Molecular Characterization of Oxaliplatin‐Induced Peripheral Neurotoxicity: The Complex Spectrum of Painful Manifestations

Background and Aims Oxaliplatin (OHP) induced peripheral neurotoxicity (OIPN) is a complex spectrum comprising an acute and a chronic form. Acute OIPN leads to unpleasant transient sensations in the 24–72 h after chemotherapy, due to a temporary dysfunction in ion channels (i.e., axonal hyperexcitability in the absence of anatomical damage). Whereas chronic OIPN is characterized by painful manifestations. Literature data showed that a more pronounced acute OIPN could be an early predictor of chronic OIPN; thus, acute OIPN is becoming a possible target to prevent chronic OIPN. We went back to the bench side to characterize the complexity of painful phenomena experienced by OHP-treated patients. Methods Female OHP-treated (3 mg/Kg, 2qwx4ws, iv) and control rats (n = 10/group) were studied. Acute OIPN was detected via nerve excitability testing (NET), whereas chronic OIPN was assessed via behavioral tests, nerve conduction studies (NCS), and neuropathology (including immunohistochemistry on lumbar spinal cord specimens) both at the end of the full chemotherapy treatment (4 weeks) and at 6 weeks of follow-up. NET was also performed 1 week after treatment completion.
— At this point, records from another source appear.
PR #1981, opened 2023-03-29
feat: Use sentry-kafka-schemas types for metrics

untitaker:
Depends on https://github.com/getsentry/sentry-kafka-schemas/pull/74 landing.

- [x] remove git dep on PR branch
- [x] resolve open TODOs (use of unwrap)


relay-server/src/actors/store.rs
```diff
@@ -563,16 +563,50 @@ impl StoreService {
...
                     name: bucket.name,
-                    value: bucket.value,
-                    timestamp: bucket.timestamp,
-                    tags: bucket.tags,
-                    retention_days: retention,
+                    type_: flat_type,
+                    value: flat_value,
+                    timestamp: bucket.timestamp.as_secs().try_into().unwrap(),
+                    // TODO: slow (conversion from btreemap to hashmap)
+                    tags: bucket.tags.into_iter().collect(),
```
jjbayer: Any way around this? Can you configure the code generator to choose `BTreeMap` instead?

relay-server/src/actors/store.rs
```diff
@@ -563,16 +563,50 @@ impl StoreService {
         let payload = item.payload();
 
         for bucket in Bucket::parse_all(&payload).unwrap_or_default() {
+            let (flat_type, flat_value) = match bucket.value {
+                BucketValue::Distribution(value) => (
+                    ingest_metrics_v1::IngestMetricType::D,
```
jjbayer: Is there a way to rename this variant to `Distribution` (while still naming it `d` in json)?

relay-server/src/actors/store.rs
```diff
@@ -563,16 +563,50 @@ impl StoreService {
...
+                        |scope| {
+                            scope.set_extra("metric_message.name", bucket.name.into());
+                        },
+                        || {
+                            relay_log::error!("attempted to produce Gauge");
+                        },
+                    );
+                    continue;
+                }
+            };
```
jjbayer: nit: How about we put all this conversion logic in a `TryFrom<Bucket> for IngestMetric` impl?

relay-server/src/actors/store.rs
untitaker: i believe it would require us to write custom rust types for the bucketvalue and then patch them into the generated code using https://docs.rs/typify/latest/typify/struct.TypeSpaceSettings.html#method.with_replacement -- i don't think that's worth it

relay-server/src/actors/store.rs
untitaker: I ended up string-replacing HashMap with BTreeMap in the generated code: https://github.com/getsentry/sentry-kafka-schemas/pull/78

relay-server/src/actors/store.rs
untitaker: i put it into a helper function. the conversion function should be infallible except for the gauge case

untitaker:
blocked on https://github.com/getsentry/sentry-kafka-schemas/pull/78

untitaker:
this is actually ready for review. i will update the types in 24h. the tests pass locally with the pr branch patched in

relay-general/tests/snapshots/test_fixtures__event_schema.snap
```diff
@@ -1427,15 +1427,56 @@ expression: "relay_general::protocol::event_json_schema()"
...
-      "type": "string",
-      "enum": [
-        "error",
-        "csp",
-        "hpkp",
-        "expectct",
-        "expectstaple",
-        "transaction",
-        "default"
+      "oneOf": [
```
untitaker, line 1430: cargo bumped schemars, and as a result schemars apparently decided to make this change to the event schema. i think the change is harmless, but we can probably also just pin the direct schemars dep to a different version

jjbayer: Looks like it's deliberate, to maintain the doc comments on enum variants 👍

relay-server/src/actors/store.rs
```diff
@@ -1008,6 +1001,53 @@ struct UserReportKafkaMessage {
...
+            ingest_metrics_v1::IngestMetricValue::NumbersMetricValue(value.iter_values().collect()),
+        ),
+        BucketValue::Counter(value) => (
+            ingest_metrics_v1::IngestMetricType::C,
+            ingest_metrics_v1::IngestMetricValue::NumberMetricValue(value),
+        ),
+        BucketValue::Set(values) => (
+            ingest_metrics_v1::IngestMetricType::S,
+            ingest_metrics_v1::IngestMetricValue::NumbersMetricValue(
+                values.into_iter().map(f64::from).collect(),
```
jjbayer: It makes me a bit uneasy to convert a hash to a floating point number here, but it works because `f64` can represent any `u32`.

jjbayer (approved):

relay-server/src/actors/store.rs
untitaker: this is definitely an oversight, to be fixed in https://github.com/getsentry/sentry-kafka-schemas/pull/83

PR #1982, opened 2023-03-29
feat(profiling): Copy transaction tags to the profile

phacops:
As we slim down profiles to just profiles data, we need to extract tags from transactions and pass them over to use in our aggregations.

This PR will copy values we need from the event and store them as `tags` on the profile or in the proper fields if they are present on the profile already.


relay-profiling/src/lib.rs
```diff
@@ -126,15 +127,18 @@ fn minimal_profile_from_json(data: &[u8]) -> Result<MinimalProfile, ProfileError
...
         Ok(profile) => profile,
         Err(err) => return Err(err),
     };
     let processed_payload = match profile.version {
-        Version::V1 => parse_sample_profile(payload),
+        Version::V1 => parse_sample_profile(payload, tags),
         Version::Unknown => match profile.platform.as_str() {
-            "android" => parse_android_profile(payload),
+            "android" => parse_android_profile(payload, tags),
             "cocoa" => parse_cocoa_profile(payload),
```
iker-barriocanal: Not for cocoa?

iker-barriocanal (approved):

relay-profiling/src/lib.rs
phacops: This is an old format from an old SDK and it's not sending the profile and transaction in the same envelope and extracting tags requires the transaction and profile in the same envelope.

So, not useful to add it since we'll never have them together.

relay-profiling/src/android.rs
```diff
@@ -147,7 +151,18 @@ fn parse_profile(payload: &[u8]) -> Result<AndroidProfile, ProfileError> {
...
-    } else if !profile.has_transaction_metadata() {
+    } else if profile.has_transaction_metadata() {
+        profile.transaction = Some(TransactionMetadata {
+            active_thread_id: profile.active_thread_id,
+            id: profile.transaction_id,
+            name: profile.transaction_name.clone(),
+            relative_cpu_end_ms: 0,
+            relative_cpu_start_ms: 0,
+            relative_end_ns: 0,
+            relative_start_ns: 0,
```
iker-barriocanal: If you derive `Default` in `TransactionMetadata`, you can omit explicitly setting these by `..Default::default()`.

relay-profiling/src/android.rs
```diff
@@ -160,8 +178,30 @@ fn parse_profile(payload: &[u8]) -> Result<AndroidProfile, ProfileError> {
     Ok(profile)
 }
 
-pub fn parse_android_profile(payload: &[u8]) -> Result<Vec<u8>, ProfileError> {
-    let profile = parse_profile(payload)?;
+pub fn parse_android_profile(
```
iker-barriocanal, line 181: This code looks identical to `parse_sample_profile`, is this intentional?

phacops: It's not identical. `profile` is a different type and we're not setting the `transaction_name` on the `SampleProfile` in `parse_sample_profile`.

I'd be willing to refactor it but I don't see how we can beat the simplicity of this vs making a common function to copy tags on both structs.

iker-barriocanal: Oh sorry, I missed that. I agree this is simpler.

relay-server/src/actors/processor.rs
```diff
@@ -1080,52 +1083,78 @@ impl EnvelopeProcessorService {
...
+                                version: 1,
+                                extract_custom_tags: BTreeSet::from(["device.class".to_string()]),
+                                ..Default::default()
+                            },
+                        );
+
+                        // Overwrite the transaction name to keep the original one
+                        tags.insert(
+                            "transaction".to_owned(),
+                            event.get_transaction_source().to_string(),
```
jjbayer: Don't you want `event.transaction.value()` here?

iker-barriocanal (approved):

relay-server/src/metrics_extraction/transactions.rs
```diff
@@ -161,7 +161,7 @@ fn get_transaction_name(
 }
 
 /// These are the tags that are added to all extracted metrics.
-fn extract_universal_tags(
+pub fn extract_universal_tags(
```
jjbayer: Exposing this function means that changes to what tags are extracted for metrics by default will also affect profiles. This might be exactly what you want (if the `group by` for profiles should always be the same as for metrics), but it might also be an unwanted side effect, depending on the use case.

relay-server/src/actors/processor.rs
```diff
@@ -1080,52 +1083,78 @@ impl EnvelopeProcessorService {
...
+                        );
```
Zylphrex: Nice 👍

Zylphrex (approved):

relay-server/src/metrics_extraction/transactions.rs
phacops: Right. We were OK with that since getting the normalized transaction name wasn't trivial. Now that we realized we need the original transaction name, reaching to this function to extract tags is unnecessary, we can write our own and not have the dependency.

relay-server/src/actors/processor.rs
phacops: Indeed.

JonasBa (approved):

relay-profiling/src/android.rs
```diff
@@ -160,8 +175,30 @@ fn parse_profile(payload: &[u8]) -> Result<AndroidProfile, ProfileError> {
...
+
+    if let Some(release) = tags.get("release") {
+        profile.release = release.to_owned();
+    }
+
+    if let Some(environment) = tags.get("environment") {
+        profile.environment = environment.to_owned();
+    }
+
+    profile.tags = tags;
```
jjbayer: Out of curiosity: Why do we store release, transaction name and environment in _both_ tags _and_ dedicated fields? I.e., why not remove them from `tags`?

relay-profiling/src/android.rs
```diff
@@ -250,4 +287,31 @@ mod tests {
...
     }
+
+    #[test]
+    fn test_copy_tags() {
+        let mut tags: BTreeMap<String, String> = BTreeMap::new();
+        tags.insert("release".to_string(), "some-random-release".to_string());
+        tags.insert(
+            "transaction".to_string(),
+            "some-random-transaction".to_string(),
+        );
```
jjbayer: nit

```suggestion
        let tags = BTreeMap::from([
            ("release".to_string(), "some-random-release".to_string()),
            ("transaction".to_string(), "some-random-transaction".to_string()),
        ]);
```

relay-profiling/src/sample.rs
```diff
@@ -315,8 +318,28 @@ fn parse_profile(payload: &[u8]) -> Result<SampleProfile, ProfileError> {
...
-pub fn parse_sample_profile(payload: &[u8]) -> Result<Vec<u8>, ProfileError> {
-    let profile = parse_profile(payload)?;
+pub fn parse_sample_profile(
+    payload: &[u8],
+    tags: BTreeMap<String, String>,
+) -> Result<Vec<u8>, ProfileError> {
+    let mut profile = parse_profile(payload)?;
+
+    if let Some(transaction_name) = tags.get("transaction") {
+        if let Some(ref mut transaction) = profile.transaction {
```
jjbayer, line 332: `parse_android_profile` also sets `profile.transaction_name` here, is that difference intentional?

Either way it seems like these two functions could share some code, maybe unite them and pass a boolean argument for setting `profile.transaction_name`?

jjbayer (approved):
Left a few questions, but none of them are blocking.

relay-profiling/src/android.rs
phacops: No real reason, it's mostly because it started as collecting tags and evolved into something else. I'll remove them.

relay-profiling/src/sample.rs
phacops: `parse_profile` called in `parse_sample_profile` and `parse_android_profile` are not returning the same type (`SampleProfile` or `AndroidProfile`).

I can't make a function which would accept both types and let me set the fields directly, can I?

jjbayer: You are right, you would need a trait for that. Or refactor the `*Profile` structs to contain a common `BaseProfile` with [`#[serde(flatten)]`](https://serde.rs/attr-flatten.html#factor-out-frequently-grouped-keys). But that would be out of scope for this PR.

Zylphrex (approved):
LGTM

Results NET alterations related to acute OIPN were resolved within a week after chemotherapy. Whereas, chronic OIPN encountered only partial recovery over time, with prominent small fiber damage. Immunolabeling of the spinal cord at the end of treatment and after the follow-up period was consistent with persistent neuropathic pain. Interpretation Our data supports the statement that unpleasant manifestations due to acute and chronic OIPN mirror different underlying phenomena and assessment as two separate entities should be considered in both clinical and preclinical studies.